On voit bien avec le cas Sullivan qu’il ne s’agit nullement d’une désertion du Système ou de prises de position de commentateurs d’ores et déjà antiSystème. Il s’agit d’une bataille à l’intérieur du Système de la sorte la plus déchirante possible, avec les références normatives renvoyant aux narrative du Système, puisqu’on relève dans le texte de Sullivan que Poutine est cité comme référence de la situation la plus détestable possible, celle que semblent désormais connaître les “démocraties” du bloc BAO. C’est un jugement qu’on retrouve chez ceux qui, jusqu’alors partagés, dénoncent désormais le comportement des autorités et de leur architecture sécuritaire sans pour autant se déclarer antiSystème, mais au contraire en se posant implicitement comme défenseurs des “valeurs” qu’ils croient encore y trouver.
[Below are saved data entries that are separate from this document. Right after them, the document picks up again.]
PR #430, opened 2025-07-21
fix: react return types

fayekelmith:
- Adding the Return type edge


Evanfeenstra (commented):
so this didn't change any test? Why aren't there more edges collected?

PR #431, opened 2025-07-21
feat: progress status api

fayekelmith:
- Establish state management across crates. 
-


Evanfeenstra:
I think it would be much simpler to pass an `Option<Sender<T>>` (where Sender is tokio::sync::mpsc::Sender) from standalone into ast build_graph_inner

On retrouve cette référence et la même démarche chez un Simon Jenkins, dans le Guardian du 19 août 2013 :
«The hysteria of the “war on terror” is now corrupting every area of democratic government. It extends from the arbitrary selection of drone targets to the quasi-torture of suspects, the intrusion on personal data and the harassing of journalists' families. The disregard of statutory oversight – in Britain's case pathetically inadequate – is giving western governments many of the characteristics of the enemies they profess to oppose. How Putin must be rubbing his hands with glee.»
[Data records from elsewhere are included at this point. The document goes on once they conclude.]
PR #436, opened 2025-07-22
refactor: core.rs

fayekelmith:
- Attempt to optimize the graph building process by reducing the number of times files are parsed. 

## Goal
- Combine all nodes that are independent under one files traversal

### DIFF
--- a/ast/src/builder/core.rs
+++ b/ast/src/builder/core.rs
@@ -46,9 +46,7 @@ impl Repo {
         self.process_libraries(&mut graph, &filez)?;
         self.process_import_sections(&mut graph, &filez)?;
         self.process_independent_nodes(&mut graph, &filez)?;
-        // self.process_variables(&mut graph, &filez)?;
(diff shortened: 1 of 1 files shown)


ast/src/builder/core.rs
```diff
@@ -45,9 +45,8 @@ impl Repo {
 
         self.process_libraries(&mut graph, &filez)?;
         self.process_import_sections(&mut graph, &filez)?;
-        self.process_variables(&mut graph, &filez)?;
-        self.process_classes(&mut graph, &filez)?;
-        self.process_instances_and_traits(&mut graph, &filez)?;
+        self.process_independent_nodes(&mut graph, &filez)?;
```
Evanfeenstra, line 48: im not sure i understand what this changes. ideally we have each node type in its own function, so its easier to track progress and read

fayekelmith:
To be attempted in a different PR.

Chez les dissidents confirmés, les antiSystème les plus expérimentés, bien entendu le jugement va beaucoup plus loin et porte sur la contestation du Système lui-même. Parmi les plus extrêmes à cet égard, Justin Raimondo (Antiwar.com, le 19 août 2013) tient l’“incident de Heathrow” pour le cas décisif, le pas de clerc («This time they’ve gone too far») qui fait basculer la situation dans le paroxysme crisique, et cela pour juger effectivement que rien ne pourra plus empêcher que le bloc BAO connaisse le sort de l’URSS : «Nothing short of a revolution is going to stop this power grab: hopefully it will be like that which overthrew the old Soviet Union – relatively bloodless and nonviolent. That’s what I hope for – but I’m not betting the farm on it...»
Que dire encore de ce déferlement ? Le député Amash, qui a organisé le vote du 24 juillet de la Chambre des Représentants, signale d’ores et déjà qu’il est prêt à repartir à la bagarre, en septembre, pour faire voter la Chambre à nouveau, “à la hussarde”, et décider de restrictions décisives contre la NSA. (L’idée d’Amash est d’attaquer directement le budget de la NSA.) Les sénateurs Warden et Udall signalent que les révélations du Washington Post (publiées le 16 août à partir du fonds Snowden), sur les violations de la loi par la NSA relevées par des enquêtes internes de la NSA elle-même, ne sont que “la partie émergée de l’iceberg”...
Majestueux, le Titanic continue à avancer à sa vitesse de croisière. Comme on le sait, les icebergs il connaît. Le président continue à jouer au golf.